**Requirement:**
For the listing below, show each line that includes the string "likely".

**Given records:**
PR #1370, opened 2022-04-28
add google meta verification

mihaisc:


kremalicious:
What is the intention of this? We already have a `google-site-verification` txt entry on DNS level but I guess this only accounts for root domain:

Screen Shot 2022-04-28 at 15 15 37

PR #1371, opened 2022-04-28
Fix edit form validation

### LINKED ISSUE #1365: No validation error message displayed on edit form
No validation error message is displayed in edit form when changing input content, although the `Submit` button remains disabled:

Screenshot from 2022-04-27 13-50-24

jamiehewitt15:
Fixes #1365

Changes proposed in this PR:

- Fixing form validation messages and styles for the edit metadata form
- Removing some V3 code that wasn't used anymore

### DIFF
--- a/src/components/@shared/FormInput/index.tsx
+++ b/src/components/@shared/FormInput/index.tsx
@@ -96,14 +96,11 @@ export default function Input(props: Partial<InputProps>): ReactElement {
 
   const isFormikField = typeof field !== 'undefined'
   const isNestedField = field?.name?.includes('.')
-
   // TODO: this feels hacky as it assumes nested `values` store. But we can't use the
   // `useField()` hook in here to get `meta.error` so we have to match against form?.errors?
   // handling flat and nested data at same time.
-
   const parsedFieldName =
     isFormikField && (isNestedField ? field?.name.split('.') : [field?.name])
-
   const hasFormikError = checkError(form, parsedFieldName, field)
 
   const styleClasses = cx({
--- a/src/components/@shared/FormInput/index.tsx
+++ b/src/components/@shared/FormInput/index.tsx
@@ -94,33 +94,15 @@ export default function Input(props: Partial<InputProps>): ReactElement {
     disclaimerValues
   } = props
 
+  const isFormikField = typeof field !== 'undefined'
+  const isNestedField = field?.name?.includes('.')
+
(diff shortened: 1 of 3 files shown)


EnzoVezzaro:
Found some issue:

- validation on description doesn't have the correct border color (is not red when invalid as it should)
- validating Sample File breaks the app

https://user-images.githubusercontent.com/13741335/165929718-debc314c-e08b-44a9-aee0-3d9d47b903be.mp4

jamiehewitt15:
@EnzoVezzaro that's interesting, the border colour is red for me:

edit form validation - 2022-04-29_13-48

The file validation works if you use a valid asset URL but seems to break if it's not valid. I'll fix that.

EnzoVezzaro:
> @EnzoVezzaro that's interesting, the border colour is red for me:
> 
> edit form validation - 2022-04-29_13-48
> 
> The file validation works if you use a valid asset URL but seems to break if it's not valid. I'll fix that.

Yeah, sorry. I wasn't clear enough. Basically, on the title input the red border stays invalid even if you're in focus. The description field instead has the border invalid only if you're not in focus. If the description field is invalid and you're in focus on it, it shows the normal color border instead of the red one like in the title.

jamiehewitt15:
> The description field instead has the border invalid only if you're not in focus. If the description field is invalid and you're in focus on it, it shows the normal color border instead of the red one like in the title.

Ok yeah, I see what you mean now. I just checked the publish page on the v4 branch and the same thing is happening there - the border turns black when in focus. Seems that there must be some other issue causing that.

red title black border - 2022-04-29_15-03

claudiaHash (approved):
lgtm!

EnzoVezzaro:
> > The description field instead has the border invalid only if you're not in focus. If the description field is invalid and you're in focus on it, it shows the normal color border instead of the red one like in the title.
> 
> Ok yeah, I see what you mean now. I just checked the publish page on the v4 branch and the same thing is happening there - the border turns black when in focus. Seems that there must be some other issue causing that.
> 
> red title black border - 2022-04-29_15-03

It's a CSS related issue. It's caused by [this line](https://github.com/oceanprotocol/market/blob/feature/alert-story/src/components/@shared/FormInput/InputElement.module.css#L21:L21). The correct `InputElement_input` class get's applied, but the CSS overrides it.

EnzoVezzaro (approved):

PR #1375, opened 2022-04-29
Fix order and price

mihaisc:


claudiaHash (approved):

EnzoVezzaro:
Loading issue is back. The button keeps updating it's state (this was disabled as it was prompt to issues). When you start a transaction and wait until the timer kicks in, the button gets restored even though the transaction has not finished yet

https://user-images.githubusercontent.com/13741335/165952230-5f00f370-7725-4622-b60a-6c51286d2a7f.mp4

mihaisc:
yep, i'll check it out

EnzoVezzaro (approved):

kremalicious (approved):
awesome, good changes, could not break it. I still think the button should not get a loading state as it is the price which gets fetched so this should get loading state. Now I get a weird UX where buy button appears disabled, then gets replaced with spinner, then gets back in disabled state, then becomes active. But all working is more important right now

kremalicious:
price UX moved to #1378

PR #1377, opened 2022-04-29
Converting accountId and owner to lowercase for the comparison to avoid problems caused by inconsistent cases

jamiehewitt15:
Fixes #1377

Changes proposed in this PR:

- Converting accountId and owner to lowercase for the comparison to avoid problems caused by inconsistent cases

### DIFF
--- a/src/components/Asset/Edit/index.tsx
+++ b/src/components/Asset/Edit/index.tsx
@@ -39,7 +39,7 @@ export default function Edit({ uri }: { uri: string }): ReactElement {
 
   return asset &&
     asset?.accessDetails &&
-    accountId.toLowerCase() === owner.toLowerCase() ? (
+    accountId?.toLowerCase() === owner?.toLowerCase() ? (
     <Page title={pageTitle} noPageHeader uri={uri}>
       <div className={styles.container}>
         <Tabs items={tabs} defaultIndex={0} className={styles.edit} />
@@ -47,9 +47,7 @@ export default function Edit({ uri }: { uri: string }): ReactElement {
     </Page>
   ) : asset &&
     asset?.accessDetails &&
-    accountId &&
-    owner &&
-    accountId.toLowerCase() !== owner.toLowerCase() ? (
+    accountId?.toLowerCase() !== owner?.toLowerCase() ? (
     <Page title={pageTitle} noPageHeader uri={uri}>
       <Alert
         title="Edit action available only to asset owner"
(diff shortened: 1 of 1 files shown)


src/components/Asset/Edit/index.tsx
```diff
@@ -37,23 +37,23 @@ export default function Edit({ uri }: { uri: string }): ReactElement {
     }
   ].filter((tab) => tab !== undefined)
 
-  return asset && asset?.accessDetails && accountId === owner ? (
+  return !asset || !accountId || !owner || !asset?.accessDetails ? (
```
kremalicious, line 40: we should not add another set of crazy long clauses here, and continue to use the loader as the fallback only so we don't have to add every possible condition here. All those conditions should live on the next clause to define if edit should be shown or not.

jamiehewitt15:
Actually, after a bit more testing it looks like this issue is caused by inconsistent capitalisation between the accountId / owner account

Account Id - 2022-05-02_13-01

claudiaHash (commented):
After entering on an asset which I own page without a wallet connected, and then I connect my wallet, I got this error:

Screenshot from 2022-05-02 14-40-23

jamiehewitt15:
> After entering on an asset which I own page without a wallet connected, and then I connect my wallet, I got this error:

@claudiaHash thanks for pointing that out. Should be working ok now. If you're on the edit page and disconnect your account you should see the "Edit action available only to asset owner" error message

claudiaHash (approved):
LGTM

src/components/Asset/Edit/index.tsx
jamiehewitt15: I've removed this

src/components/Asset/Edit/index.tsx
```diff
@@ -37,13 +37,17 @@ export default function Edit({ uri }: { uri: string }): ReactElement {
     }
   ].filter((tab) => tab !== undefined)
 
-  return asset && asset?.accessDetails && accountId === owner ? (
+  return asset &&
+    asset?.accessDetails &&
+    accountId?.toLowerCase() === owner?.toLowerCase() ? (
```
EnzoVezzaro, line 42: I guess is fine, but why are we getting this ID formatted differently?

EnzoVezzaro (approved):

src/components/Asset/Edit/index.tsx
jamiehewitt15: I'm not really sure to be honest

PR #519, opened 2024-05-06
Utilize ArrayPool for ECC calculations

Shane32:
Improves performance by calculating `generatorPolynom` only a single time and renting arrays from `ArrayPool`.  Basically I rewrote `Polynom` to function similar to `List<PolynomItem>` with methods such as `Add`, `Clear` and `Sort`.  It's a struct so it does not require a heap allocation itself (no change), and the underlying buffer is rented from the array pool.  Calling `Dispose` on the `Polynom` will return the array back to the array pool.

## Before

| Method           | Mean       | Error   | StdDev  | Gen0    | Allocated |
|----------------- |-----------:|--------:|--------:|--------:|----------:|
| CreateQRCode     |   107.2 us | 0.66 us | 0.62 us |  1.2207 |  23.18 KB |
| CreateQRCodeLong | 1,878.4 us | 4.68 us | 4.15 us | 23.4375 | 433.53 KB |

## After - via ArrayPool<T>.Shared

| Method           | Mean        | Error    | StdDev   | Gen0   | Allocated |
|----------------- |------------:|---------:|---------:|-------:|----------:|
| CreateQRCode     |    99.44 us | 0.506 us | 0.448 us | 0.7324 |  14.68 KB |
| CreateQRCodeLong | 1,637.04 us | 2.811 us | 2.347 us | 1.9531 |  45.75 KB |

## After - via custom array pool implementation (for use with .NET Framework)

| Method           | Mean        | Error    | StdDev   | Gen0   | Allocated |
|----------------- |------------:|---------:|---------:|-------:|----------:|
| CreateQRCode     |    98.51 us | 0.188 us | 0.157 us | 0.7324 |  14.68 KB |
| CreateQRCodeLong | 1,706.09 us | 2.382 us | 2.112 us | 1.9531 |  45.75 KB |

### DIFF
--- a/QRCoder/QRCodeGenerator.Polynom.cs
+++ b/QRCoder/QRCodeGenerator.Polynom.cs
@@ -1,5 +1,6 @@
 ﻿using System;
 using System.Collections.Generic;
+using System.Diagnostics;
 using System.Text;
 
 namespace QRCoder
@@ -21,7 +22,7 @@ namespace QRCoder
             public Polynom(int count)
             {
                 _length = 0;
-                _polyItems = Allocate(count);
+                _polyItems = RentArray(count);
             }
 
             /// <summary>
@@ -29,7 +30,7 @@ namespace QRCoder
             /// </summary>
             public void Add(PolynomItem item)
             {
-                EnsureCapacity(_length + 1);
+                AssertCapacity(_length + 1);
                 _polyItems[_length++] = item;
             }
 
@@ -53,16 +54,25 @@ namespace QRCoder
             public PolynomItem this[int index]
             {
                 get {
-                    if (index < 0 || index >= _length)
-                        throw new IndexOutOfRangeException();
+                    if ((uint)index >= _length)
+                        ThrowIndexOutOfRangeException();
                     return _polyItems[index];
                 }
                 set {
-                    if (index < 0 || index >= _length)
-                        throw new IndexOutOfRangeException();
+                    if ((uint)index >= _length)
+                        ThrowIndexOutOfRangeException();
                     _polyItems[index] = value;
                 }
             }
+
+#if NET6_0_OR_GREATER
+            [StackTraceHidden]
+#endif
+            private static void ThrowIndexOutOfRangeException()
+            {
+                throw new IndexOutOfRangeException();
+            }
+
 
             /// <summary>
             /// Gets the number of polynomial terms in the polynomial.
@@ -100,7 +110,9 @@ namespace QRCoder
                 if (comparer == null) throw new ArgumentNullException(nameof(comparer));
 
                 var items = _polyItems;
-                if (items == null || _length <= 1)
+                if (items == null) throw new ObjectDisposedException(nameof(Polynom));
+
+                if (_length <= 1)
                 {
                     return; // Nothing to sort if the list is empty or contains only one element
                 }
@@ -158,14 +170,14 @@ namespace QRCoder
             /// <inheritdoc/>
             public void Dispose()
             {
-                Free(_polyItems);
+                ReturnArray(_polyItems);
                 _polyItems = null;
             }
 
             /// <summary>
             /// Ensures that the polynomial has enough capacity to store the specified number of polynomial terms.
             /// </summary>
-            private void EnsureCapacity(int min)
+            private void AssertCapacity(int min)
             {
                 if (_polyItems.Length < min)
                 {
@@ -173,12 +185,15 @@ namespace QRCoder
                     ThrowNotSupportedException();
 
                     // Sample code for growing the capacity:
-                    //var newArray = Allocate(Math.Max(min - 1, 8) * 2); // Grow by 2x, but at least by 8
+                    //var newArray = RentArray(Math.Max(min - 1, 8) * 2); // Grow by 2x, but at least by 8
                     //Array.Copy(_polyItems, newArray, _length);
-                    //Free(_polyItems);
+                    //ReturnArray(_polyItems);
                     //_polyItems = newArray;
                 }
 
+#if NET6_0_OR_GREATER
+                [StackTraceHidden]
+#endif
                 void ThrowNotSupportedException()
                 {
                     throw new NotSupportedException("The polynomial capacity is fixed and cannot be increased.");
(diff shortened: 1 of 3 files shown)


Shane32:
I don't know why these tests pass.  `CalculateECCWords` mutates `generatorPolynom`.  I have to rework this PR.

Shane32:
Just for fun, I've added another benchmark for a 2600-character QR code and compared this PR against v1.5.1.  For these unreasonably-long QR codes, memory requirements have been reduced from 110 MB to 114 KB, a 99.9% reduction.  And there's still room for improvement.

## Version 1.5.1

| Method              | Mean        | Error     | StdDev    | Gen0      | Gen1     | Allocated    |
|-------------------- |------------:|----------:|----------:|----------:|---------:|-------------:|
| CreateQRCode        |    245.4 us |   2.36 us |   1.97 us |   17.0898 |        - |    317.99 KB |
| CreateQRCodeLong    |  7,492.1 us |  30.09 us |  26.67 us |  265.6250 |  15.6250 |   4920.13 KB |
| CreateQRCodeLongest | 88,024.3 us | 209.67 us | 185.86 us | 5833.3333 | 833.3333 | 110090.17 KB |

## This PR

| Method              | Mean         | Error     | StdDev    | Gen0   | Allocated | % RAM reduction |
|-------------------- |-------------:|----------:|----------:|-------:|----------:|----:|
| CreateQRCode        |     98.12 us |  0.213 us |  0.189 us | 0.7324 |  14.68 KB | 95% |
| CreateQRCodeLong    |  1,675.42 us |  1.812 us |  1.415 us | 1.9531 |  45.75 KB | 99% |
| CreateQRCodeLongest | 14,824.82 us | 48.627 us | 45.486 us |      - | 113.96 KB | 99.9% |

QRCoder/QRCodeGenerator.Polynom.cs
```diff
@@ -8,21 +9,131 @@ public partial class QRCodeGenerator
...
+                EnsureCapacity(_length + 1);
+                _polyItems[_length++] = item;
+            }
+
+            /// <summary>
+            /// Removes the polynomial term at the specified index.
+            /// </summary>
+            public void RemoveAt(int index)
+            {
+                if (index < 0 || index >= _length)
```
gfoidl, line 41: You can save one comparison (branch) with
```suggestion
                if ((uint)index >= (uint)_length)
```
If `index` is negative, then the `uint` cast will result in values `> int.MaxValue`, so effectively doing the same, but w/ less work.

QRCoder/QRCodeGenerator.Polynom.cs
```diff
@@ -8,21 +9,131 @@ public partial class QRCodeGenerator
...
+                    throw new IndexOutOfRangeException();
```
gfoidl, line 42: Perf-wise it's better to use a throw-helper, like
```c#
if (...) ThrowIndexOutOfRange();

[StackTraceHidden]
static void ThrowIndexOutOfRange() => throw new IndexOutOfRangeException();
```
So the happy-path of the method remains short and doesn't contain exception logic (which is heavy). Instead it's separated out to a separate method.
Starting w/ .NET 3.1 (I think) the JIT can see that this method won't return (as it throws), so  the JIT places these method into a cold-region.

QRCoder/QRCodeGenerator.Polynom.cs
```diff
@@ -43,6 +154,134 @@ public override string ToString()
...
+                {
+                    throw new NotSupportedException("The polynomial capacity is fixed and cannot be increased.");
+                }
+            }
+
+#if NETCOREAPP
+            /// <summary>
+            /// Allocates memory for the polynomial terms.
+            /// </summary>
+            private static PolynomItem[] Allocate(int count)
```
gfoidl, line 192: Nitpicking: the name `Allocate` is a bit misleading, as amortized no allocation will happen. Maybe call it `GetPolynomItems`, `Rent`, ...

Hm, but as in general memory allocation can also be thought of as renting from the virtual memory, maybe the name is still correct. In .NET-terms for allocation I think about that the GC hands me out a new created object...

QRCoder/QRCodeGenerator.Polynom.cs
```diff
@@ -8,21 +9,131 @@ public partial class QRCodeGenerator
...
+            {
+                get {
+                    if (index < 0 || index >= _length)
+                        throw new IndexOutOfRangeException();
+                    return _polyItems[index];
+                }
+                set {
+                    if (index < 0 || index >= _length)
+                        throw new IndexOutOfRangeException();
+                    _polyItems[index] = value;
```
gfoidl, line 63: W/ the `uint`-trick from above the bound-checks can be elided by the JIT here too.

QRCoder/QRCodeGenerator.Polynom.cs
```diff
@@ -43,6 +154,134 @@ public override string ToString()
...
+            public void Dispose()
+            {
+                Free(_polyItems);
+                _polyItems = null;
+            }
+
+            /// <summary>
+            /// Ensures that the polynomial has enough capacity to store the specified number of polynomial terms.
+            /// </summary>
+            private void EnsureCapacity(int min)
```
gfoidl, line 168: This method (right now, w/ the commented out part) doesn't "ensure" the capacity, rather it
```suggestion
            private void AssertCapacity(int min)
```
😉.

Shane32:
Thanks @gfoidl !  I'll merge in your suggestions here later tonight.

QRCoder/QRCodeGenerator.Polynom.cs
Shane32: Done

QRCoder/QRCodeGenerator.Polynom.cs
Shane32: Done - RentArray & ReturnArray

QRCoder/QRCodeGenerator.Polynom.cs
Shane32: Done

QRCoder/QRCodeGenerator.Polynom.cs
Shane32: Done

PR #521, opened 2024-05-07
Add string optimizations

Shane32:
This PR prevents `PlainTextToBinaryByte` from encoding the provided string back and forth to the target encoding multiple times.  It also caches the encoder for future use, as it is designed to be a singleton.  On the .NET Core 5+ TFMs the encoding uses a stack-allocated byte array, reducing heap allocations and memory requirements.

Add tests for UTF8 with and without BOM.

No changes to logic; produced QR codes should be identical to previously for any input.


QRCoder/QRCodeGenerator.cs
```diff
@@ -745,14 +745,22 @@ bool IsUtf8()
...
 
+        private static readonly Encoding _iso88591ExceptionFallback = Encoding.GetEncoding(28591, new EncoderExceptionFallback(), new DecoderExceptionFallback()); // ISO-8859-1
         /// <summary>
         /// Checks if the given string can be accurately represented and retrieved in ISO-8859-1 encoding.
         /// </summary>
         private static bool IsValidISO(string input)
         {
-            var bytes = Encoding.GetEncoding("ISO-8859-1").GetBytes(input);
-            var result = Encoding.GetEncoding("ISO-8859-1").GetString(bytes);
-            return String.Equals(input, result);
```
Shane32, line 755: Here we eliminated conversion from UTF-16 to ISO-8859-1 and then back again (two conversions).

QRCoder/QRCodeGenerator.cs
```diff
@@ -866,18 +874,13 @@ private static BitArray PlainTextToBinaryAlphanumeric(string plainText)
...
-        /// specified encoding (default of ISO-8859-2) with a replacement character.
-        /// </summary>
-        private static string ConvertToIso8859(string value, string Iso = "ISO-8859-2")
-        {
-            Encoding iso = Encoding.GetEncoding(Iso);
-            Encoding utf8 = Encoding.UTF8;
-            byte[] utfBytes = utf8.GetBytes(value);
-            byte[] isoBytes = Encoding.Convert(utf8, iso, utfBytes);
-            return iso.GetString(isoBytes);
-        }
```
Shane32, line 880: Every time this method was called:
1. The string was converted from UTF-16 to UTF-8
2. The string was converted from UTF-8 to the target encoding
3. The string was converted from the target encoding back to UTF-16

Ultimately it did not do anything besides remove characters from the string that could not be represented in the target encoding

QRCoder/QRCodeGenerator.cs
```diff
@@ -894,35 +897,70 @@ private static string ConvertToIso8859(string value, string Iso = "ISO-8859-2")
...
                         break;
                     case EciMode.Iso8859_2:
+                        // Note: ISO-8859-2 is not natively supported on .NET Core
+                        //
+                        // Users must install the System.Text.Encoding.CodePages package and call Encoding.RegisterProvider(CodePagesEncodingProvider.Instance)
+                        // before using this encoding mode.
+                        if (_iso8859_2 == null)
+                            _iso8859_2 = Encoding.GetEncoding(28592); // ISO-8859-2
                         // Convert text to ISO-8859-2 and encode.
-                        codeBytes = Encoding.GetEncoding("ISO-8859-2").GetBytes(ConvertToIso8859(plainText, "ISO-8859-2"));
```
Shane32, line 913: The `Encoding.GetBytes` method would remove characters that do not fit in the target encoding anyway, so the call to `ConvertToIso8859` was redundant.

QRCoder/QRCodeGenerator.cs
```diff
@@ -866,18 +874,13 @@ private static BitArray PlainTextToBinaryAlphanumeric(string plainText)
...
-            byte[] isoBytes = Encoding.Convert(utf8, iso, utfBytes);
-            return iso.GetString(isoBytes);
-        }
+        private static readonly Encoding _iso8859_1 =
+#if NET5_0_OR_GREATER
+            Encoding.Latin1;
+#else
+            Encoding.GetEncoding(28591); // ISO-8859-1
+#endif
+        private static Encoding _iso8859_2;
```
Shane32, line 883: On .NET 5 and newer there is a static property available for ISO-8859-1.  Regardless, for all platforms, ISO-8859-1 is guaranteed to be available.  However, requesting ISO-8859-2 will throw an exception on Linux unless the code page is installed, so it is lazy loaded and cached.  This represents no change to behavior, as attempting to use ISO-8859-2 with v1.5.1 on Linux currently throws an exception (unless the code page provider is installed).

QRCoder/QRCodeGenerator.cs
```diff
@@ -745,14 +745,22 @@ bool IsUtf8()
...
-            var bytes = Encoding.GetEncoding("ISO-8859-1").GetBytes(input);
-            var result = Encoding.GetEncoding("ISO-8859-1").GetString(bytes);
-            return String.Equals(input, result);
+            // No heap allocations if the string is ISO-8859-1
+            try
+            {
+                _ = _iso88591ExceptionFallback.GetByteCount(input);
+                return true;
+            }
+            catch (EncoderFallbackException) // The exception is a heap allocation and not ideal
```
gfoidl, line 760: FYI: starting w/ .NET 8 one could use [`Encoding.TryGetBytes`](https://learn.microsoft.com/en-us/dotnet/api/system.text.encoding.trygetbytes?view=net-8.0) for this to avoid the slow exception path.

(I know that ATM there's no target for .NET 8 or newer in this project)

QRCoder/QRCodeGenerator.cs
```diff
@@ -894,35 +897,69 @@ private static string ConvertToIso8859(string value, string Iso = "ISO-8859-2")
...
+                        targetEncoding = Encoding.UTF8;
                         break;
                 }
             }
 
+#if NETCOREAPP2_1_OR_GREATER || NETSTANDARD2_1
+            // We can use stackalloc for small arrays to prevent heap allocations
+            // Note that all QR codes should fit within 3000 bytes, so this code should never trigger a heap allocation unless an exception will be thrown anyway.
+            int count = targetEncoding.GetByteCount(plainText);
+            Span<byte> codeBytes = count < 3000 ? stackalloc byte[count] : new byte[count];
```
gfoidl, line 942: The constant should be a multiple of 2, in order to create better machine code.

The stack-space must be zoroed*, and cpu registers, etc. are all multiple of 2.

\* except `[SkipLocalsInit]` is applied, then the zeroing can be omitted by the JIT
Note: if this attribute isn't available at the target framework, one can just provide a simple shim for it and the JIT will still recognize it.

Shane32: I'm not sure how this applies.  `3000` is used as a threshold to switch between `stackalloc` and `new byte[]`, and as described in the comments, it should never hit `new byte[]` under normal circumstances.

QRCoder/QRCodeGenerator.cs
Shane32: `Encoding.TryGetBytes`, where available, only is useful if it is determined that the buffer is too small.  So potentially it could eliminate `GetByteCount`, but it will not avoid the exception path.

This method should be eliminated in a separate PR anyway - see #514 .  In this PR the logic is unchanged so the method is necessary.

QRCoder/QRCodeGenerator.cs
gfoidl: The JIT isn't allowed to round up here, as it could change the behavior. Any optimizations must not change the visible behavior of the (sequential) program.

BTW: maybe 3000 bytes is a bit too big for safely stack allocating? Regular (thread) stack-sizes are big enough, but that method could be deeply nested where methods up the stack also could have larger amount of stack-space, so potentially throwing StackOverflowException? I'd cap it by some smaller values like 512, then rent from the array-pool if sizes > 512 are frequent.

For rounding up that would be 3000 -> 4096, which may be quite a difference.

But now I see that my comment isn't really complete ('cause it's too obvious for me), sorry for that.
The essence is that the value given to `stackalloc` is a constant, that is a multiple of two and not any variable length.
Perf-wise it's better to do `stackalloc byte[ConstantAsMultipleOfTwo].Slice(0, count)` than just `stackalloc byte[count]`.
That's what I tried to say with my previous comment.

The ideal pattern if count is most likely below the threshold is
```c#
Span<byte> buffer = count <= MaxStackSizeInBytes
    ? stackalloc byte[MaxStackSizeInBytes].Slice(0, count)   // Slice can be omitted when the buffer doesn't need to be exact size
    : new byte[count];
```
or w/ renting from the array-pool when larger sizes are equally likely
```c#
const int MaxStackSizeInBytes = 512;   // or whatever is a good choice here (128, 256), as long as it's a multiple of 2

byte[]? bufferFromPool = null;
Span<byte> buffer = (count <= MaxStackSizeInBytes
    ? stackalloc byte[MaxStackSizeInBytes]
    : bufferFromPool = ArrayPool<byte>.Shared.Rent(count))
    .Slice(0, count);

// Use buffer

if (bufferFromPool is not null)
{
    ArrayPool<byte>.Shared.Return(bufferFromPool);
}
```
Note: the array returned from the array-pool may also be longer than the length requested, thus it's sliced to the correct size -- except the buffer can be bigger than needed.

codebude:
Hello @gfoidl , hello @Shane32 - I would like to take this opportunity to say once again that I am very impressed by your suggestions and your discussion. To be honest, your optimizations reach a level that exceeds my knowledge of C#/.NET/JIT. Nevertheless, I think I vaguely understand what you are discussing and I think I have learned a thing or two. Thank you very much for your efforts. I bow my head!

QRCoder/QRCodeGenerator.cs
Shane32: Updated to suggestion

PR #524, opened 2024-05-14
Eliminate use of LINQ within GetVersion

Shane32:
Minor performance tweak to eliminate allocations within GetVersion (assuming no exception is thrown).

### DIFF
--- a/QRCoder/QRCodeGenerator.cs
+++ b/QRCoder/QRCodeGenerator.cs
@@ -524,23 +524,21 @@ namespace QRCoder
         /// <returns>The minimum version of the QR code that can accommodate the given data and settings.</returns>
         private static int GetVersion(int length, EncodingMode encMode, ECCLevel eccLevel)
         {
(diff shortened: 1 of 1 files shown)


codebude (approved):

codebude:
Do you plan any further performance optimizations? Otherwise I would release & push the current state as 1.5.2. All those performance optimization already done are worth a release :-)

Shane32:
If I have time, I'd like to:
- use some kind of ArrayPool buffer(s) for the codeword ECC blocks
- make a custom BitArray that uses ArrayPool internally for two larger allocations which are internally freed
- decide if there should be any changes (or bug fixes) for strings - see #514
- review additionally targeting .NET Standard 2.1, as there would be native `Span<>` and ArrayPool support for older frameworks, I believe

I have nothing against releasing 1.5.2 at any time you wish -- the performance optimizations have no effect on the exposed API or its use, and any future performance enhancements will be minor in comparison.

**Solution:**
The ideal pattern if count is most likely below the threshold is
or w/ renting from the array-pool when larger sizes are equally likely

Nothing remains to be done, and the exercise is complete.